Handsome looking thing


----------



## j.sawyer48 (Aug 9, 2011)

is that the enclosure you have him in?? You need some type of substrate for the lil guy


----------



## adam1120 (Aug 9, 2011)

You got him good luck with him glad I could help looks amazing


----------



## Strange_Evil (Aug 9, 2011)

Thanks he really is a good looking gu.


Nooo that's only the basking platform that he is on, its a bit sad you think I'd give my gu such a small cage and no subsrate. I didn't spend 10 months and 500 post on the site doing nothing lol.

He has about 6 inches of cypress and eco earth mix, his cage is a 75gallon tank, i take good care of my reptiles. Ill post pics when I get home tonigh so you can see.

Adam thanks again bro! Good luck getting one of your own!


----------



## james.w (Aug 9, 2011)

Congrats on getting one.


----------



## j.sawyer48 (Aug 9, 2011)

just wondering srry didn't mean to offend he's gunna be sick very nice gu


----------



## Strange_Evil (Aug 9, 2011)

Thanks james!

Jsawyer none taken, its good you tried to correct me. It shows how dedicated our members are to caring and help others take care of there tegu's, that's why Tegutalk is number 1!!! He has some great colors to him as we'll.

I'm open for name's, I think I may go with renji.


----------



## j.sawyer48 (Aug 9, 2011)

I'm so gladd I found this site when I first got my gu it was really helpful I had some problems but thanx to tegutalk and the members on it I got em all cleared up but hmmm ima try to think of some names I was gunna name my lil gu comedor de muerte which is death eater in spanish seeing that tegu are argintine scavengers but the wifey didn't like it so I decided to go wit kamanchii


----------



## Strange_Evil (Aug 9, 2011)

Yeah tegutalk is great, the death eater name sounds great, it fits a tegu lol.

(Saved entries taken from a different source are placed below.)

PR #1175, opened 2022-01-25
 fix: method is not required for request api

snyamathi:
DispatchOptions passed to the request api doesn't **NEED** to have a `method` param since it defaults to `'GET'` (or `'PUT'` if there is an optional body).

https://github.com/nodejs/undici/blob/6c2c6addcced5284144e876bce1b827717a03e47/index.js#L83-L88

```ts

// Doesn't have method param
const options = {};

// method defaults to "GET"
request('http://example.com', options).then(console.log)
```

Why is this important? If `method` is required it makes it awkward to use a default object that does't specify the method rather than letting it get computed automatically later on.

> Property 'method' is missing in type '{}' but required in type

```ts
const foo = (url, options = {}) => {
    // do stuff with options
    return request(url, options);
};
```

### DIFF
--- a/test/types/api.test-d.ts
+++ b/test/types/api.test-d.ts
@@ -4,6 +4,7 @@ import { Dispatcher, request, stream, pipeline, connect, upgrade } from '../..'
 
 // request
 expectAssignable<Promise<Dispatcher.ResponseData>>(request(''))
+expectAssignable<Promise<Dispatcher.ResponseData>>(request('', { }))
 expectAssignable<Promise<Dispatcher.ResponseData>>(request('', { method: 'GET' }))
 
 // stream
--- a/types/api.d.ts
+++ b/types/api.d.ts
@@ -13,7 +13,7 @@ export {
 /** Performs an HTTP request. */
 declare function request(
   url: string | URL | UrlObject,
-  options?: { dispatcher?: Dispatcher } & Omit<Dispatcher.RequestOptions, 'origin' | 'path'>,
+  options?: { dispatcher?: Dispatcher } & Omit<Dispatcher.RequestOptions, 'origin' | 'path' | 'method'> & Partial<Pick<Dispatcher.RequestOptions, 'method'>>,
 ): Promise<Dispatcher.ResponseData>;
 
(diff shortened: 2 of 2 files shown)


types/dispatcher.d.ts
```diff
@@ -40,7 +40,8 @@ declare namespace Dispatcher {
   export interface DispatchOptions {
     origin?: string | URL;
     path: string;
-    method: HttpMethod;
+    /** Default: `'GET'` */
```
snyamathi, line 43:
```suggestion
    /** Default: `body ? 'PUT' : 'GET'` */
```

Alternate option

ronag:
Actually it is required. It’s the global methods that don’t require it.

snyamathi:
@ronag Got it, yeah I do see in the documentation [here](https://github.com/nodejs/undici/blob/3b702b3f6d39b439491df8b949858051bb732a1f/docs/api/Dispatcher.md#parameter-dispatchoptions) that method is required. I suppose it's just the [makeDispatcher](https://github.com/nodejs/undici/blob/5d524231ff0fcb8dac761fd710fa08d7d61b1c26/index.js#L48) helper which is providing a default for us with the exported functions, `request`, `stream`, etc.

We could potentially make `method` optional for those methods:

```diff
 /** Performs an HTTP request. */
 declare function request(
   url: string | URL | UrlObject,
-  options?: { dispatcher?: Dispatcher } & Omit<Dispatcher.RequestOptions, 'origin' | 'path'>,
+  options?: { dispatcher?: Dispatcher } & Omit<Dispatcher.RequestOptions, 'origin' | 'path' | 'method'> & Partial<Pick<Dispatcher.RequestOptions, 'method'>>,
 ): Promise<Dispatcher.ResponseData>;
```

Though the typescript gymnastics required to do so is slightly awkward

mcollina (commented):
Can you please add a unit test? We use tsd.

snyamathi:
Updated with a test (which previously fails and passes w/ the change).

ronag (approved):

mcollina (approved):
lgtm

PR #1177, opened 2022-01-25
fix: fetch - don't coerce null or undefined integrity to a string

### LINKED ISSUE #1176: Fetch's request.integrity is coerced to the string "undefined" when undefined is explicitly passed
## Bug Description

The following code in `makeRequest` coerces `undefined` to the string `"undefined"` when it's explicitly passed to the fetch options:
```
    // 23. If init["integrity"] exists, then set request’s integrity metadata to it.
    if ('integrity' in init) {
      request.integrity = String(init.integrity)
    }
```

## Reproducible By

```
fetch('https://github.com', { integrity: undefined })
```

## Expected Behavior

Undefined is not coerced to a string

## Environment

Arch Linux, Node 16, server-side call (not coming from a browser)

### Additional context

I ran into this while implementing a custom `fetcher` function for Apollo Client. Because the typings for browser/native fetch don't match unidci's fetch, I had to manually map some parameters over. It's pretty easy to workaround this by testing for a falsy value and passing an empty string if needed (`{ integrity: req.integrity || ''}`), but it did result in a pretty cryptic error message:
```
Unknown server error    Error: fetch failed
```

In my case, I believe my need to map stuff manually between the two implementations is actually related to https://github.com/nodejs/undici/issues/1172.

jimsimon:
Fixes #1176

### DIFF
--- a/lib/fetch/request.js
+++ b/lib/fetch/request.js
@@ -140,35 +140,35 @@ class Request {
     request = makeRequest({
       // URL request’s URL.
       // undici implementation note: this is set as the first item in request's urlList in makeRequest
-      // method request’s method. 
+      // method request’s method.
       method: request.method,
       // header list A copy of request’s header list.
       // undici implementation note: headersList is cloned in makeRequest
       headersList: request.headersList,
-      // unsafe-request flag Set. 
+      // unsafe-request flag Set.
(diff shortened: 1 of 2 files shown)


mcollina (approved):
lgtm

ronag (approved):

I love it, kamanchii sounds good too though


----------



## Strange_Evil (Aug 9, 2011)

So here is my set up guys. 

I have a crap load of thermometers, everything from the circular ones, Acu rite thermometer (really good) and a infra red temp gun. 

I am using a 100watt power suns, my basking spot is about 112f,warm side 90f and cool side 83-85f.

Its a 75g, i'm using 75% cypress mulch and 25% eco earth. I have about 6 inches of substrate for him to burrow in.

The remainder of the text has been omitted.